Cooks - why are chicken breasts pounded or butterflied?

I’m seeing recipes for chicken breasts that want it butterflied or pounded. Some want both. :smiley:

Others say cut the tender out of the breast and then butterfly.

Whats the point in making a breast so thin? :confused: I know it cooks a couple minutes quicker on a electric grill. But, 2 min of cooking time isn’t that big a deal.

Does it taste better when you butterfly a breast? Or pound it? Why chop off the tender?

Youtube has a basic butterfly how to.

this one removes the tender, butterfly and pounds. :stuck_out_tongue:

Look at a chicken breast, and observe how the thickness varies. This means that the thinner parts will cook more quickly than the thicker parts, so you might burn the edges while the center is still underdone. When you pound it or butterfly it or remove the tender, you are making the thickness more uniform.

One reason is to get the breast more or less the same thickness so that it can cook evenly. Otherwise, it’s very easy to end up with the thin parts overcooked by the time the thick part is done.

You do this when you want a thinner piece of chicken. With faster methods of cooking you can end up getting the outer part of the meat tough before the interior is done with a thicker cut. You can also make rolled dishes like cordon bleu with the thinner cut. Pounding also tenderizes the meat somewhat, and evens out the texture.
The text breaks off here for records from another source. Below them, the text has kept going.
PR #223, opened 2021-02-01
common render: removed unnecessary assignments in update() fun

mgrudzinska:
The rotation part of the transformation matrix can be assigned,
it does not have to be multiplied by the identity matrix.
The values of e13 and e23 of the transformation matrix represents the translation,
so they don't need to be taken into account in the rotation part.

### DIFF
--- a/src/lib/tvgRender.cpp
+++ b/src/lib/tvgRender.cpp
@@ -68,8 +68,8 @@ bool RenderTransform::update()
     m.e33 = 1.0f;
 
     //scale
-    m.e11 *= scale;
-    m.e22 *= scale;
+    m.e11 = scale;
+    m.e22 = scale;
 
     //rotation
     if (fabsf(degree) > FLT_EPSILON) {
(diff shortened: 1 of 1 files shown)


JSUYA (approved):
LGTM

JSUYA (approved):
LGTM x2

hermet:
hmm.. this looks wrong to me. position must be transformed by rotation so that we can support accumulated transform during scene-graph... need to verify it further.

hermet (changes requested):
looks wrong to me. I will verify it later.

JSUYA:
> looks wrong to me. I will verify it later.

matrix m is initialized with an identity matrix.
This patch has reduced unnecessary computation.

example)
auto t11 = m.e11 * cosVal + m.e12 * sinVal;
auto t12 = m.e11 * -sinVal + m.e12 * cosVal;
...
m.e12 = t12;
->

m.e11 is 1. and m.e12 is 0.
So..
auto t11 = 1 * cosVal + 0 * sinVal;
auto t12 = 1 * -sinVal + 0 * cosVal;

Therefore, the results of both expressions are the same.

m.e12 = m.e11 * -sinVal;
m.e11 *= cosVal;

The matrix m and the cumulative transformation of this function are not related.
Am I misunderstanding?

hermet:
> > looks wrong to me. I will verify it later.
> 
> matrix m is initialized with an identity matrix.
> This patch has reduced unnecessary computation.
> 
> example)
> auto t11 = m.e11 * cosVal + m.e12 * sinVal;
> auto t12 = m.e11 * -sinVal + m.e12 * cosVal;
> ...
> m.e12 = t12;
> ->
> 
> m.e11 is 1. and m.e12 is 0.
> So..
> auto t11 = 1 * cosVal + 0 * sinVal;
> auto t12 = 1 * -sinVal + 0 * cosVal;
> 
> Therefore, the results of both expressions are the same.
> 
> m.e12 = m.e11 * -sinVal;
> m.e11 *= cosVal;
> 
> The matrix m and the cumulative transformation of this function are not related.
> Am I misunderstanding?

See how logic is different.

@ before
  auto t13 = m.e13 * cosVal + m.e23 * sinVal;
  m.e13 = t13;
  m.e13 += x;

@after 
  m.e13 = x;

hermet (approved):

hermet:
verified no any side effect.

PR #226, opened 2021-02-02
renderer: Fixed RenderUpdate::All flag fields.

mihashco:
- Description :
All flag should have all bits set to 1. If flag = 64 rendering task don't update anything, because all checked bits in flag are not set.


hermet (approved):

hermet:
good catch, thanks!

Simply butterflying the meat before cooking can cause the meat to seperate at the slicing lines and have an uneven texture.

My SO has been doing the pounding thing a fair bit lately. IMO it makes the meat much more tender (because you know, ya beat the heck out of it to pound it flat). And because it is so thin you don’t have to cook the heck out of it, so it tends to stay more moist as well.

Of course a crappily cooked and prepared pounded breast is probably worse than a perfectly done normal breast but I do think a pounded one gives on the chance to make things better.

Try it a few times (just be sure to not OVER cook it). You might be pleasantly pleased.

It sure makes it a lot easier to lay a slice of prosciutto on it and wrap them around a bit of cheese before you bread the whole deal. :smiley:

Pounding out a chicken breast makes it a lot easier to eat in a Chicken Parm sandwich.

I always butterfly my breasts before grilling for the purposes already mentioned. They cook faster and more evenly, without any parts getting overdone and hard.

I’ll try butterflying my breast next time. I didn’t realize it made so much of a difference.

America’s Test Kitchen/Cooks Illustrated does the butterfly+pound method when making stuffed chicken dishes of all sorts. They even go so far as to trim the resulting pieces into measured rectangles. It’s way easier to stuff by rolling instead of jamming stuff into a tiny slit. It also cooks eavenly and looks pretty after being sliced into serving portions.

Put your breast into a Ziploc bag to pound.

If ya’ has ta ask, ya’ ain’t ever going to know…

Maybe I’m not a good chicken breast butterflier, but when I butterfly, I end up with a big piece of chicken that is still thin on one end and thicker at the other. IOW, I don’t find that butterflying makes a difference as far as making the breast uniform thickness. I wonder if I should be cutting out the tender prior to butterflying.

peedin, the objective of butterflying isn’t to make everything exactly even (which isn’t possible), it’s just to make it even enough. If the thickness difference is large enough to be a problem the way you’re doing it, try slicing a smaller area (don’t try to slice the whole breast, just the thicker part).

Pounding the chicken breast thinner not only makes the cooking time for all sections more even, it also decreases the overall time required too cook it.
That means you can cook it at a high temp, quickly searing the outside to seal in the juices. Nothing worse that a dried out piece of chicken breast.

What do you (pl.) mean when you say “tender”?

They’re also called chicken fingers. The tender or tenderloin is a thin bit of muscle along the spine that’s loosely attached to the breast.

If you take a whole chicken and break it down, the tenders are somewhat self-evident, but you generally won’t find them sold at the grocery store - there’s enough demand for them by restaurants that the processors reserve them for commercial use.

The “tenders” (short for “tenderloin,” as far as I know, although it’s not a real tenderloin) are pretty commonly available here. They’re usually cheaper than a whole boneless, skinless chicken breast, for whatever reason. I buy them for stir fry all the time.

This is what I came to share. I have thought myself brilliant for the past few years because I thought of doing this. :smiley:
Additionally, if you didn’t pound the crap out of the bag, you can dump your marinade in afterward, and only use one bag.

I don’t think this is universally true. I see tons of them for sale in the grocery, and I buy them frozen all the time. They’re more expensive, of course, but like our pal pulykamell says, they’re fantastic to use for stir-fry.

See, at my local grocery, they’re less expensive. Like I said, I’m not sure why.

Another benefit to butterflying or flattening is that the chicken to other ingredient ratio in a bite is more consistent. On it’s own chicken breast doesn’t have a lot of flavor so big thick pieces are less yummy to eat since you’ll get to much chicken and not enough sauce or whatever in some bites.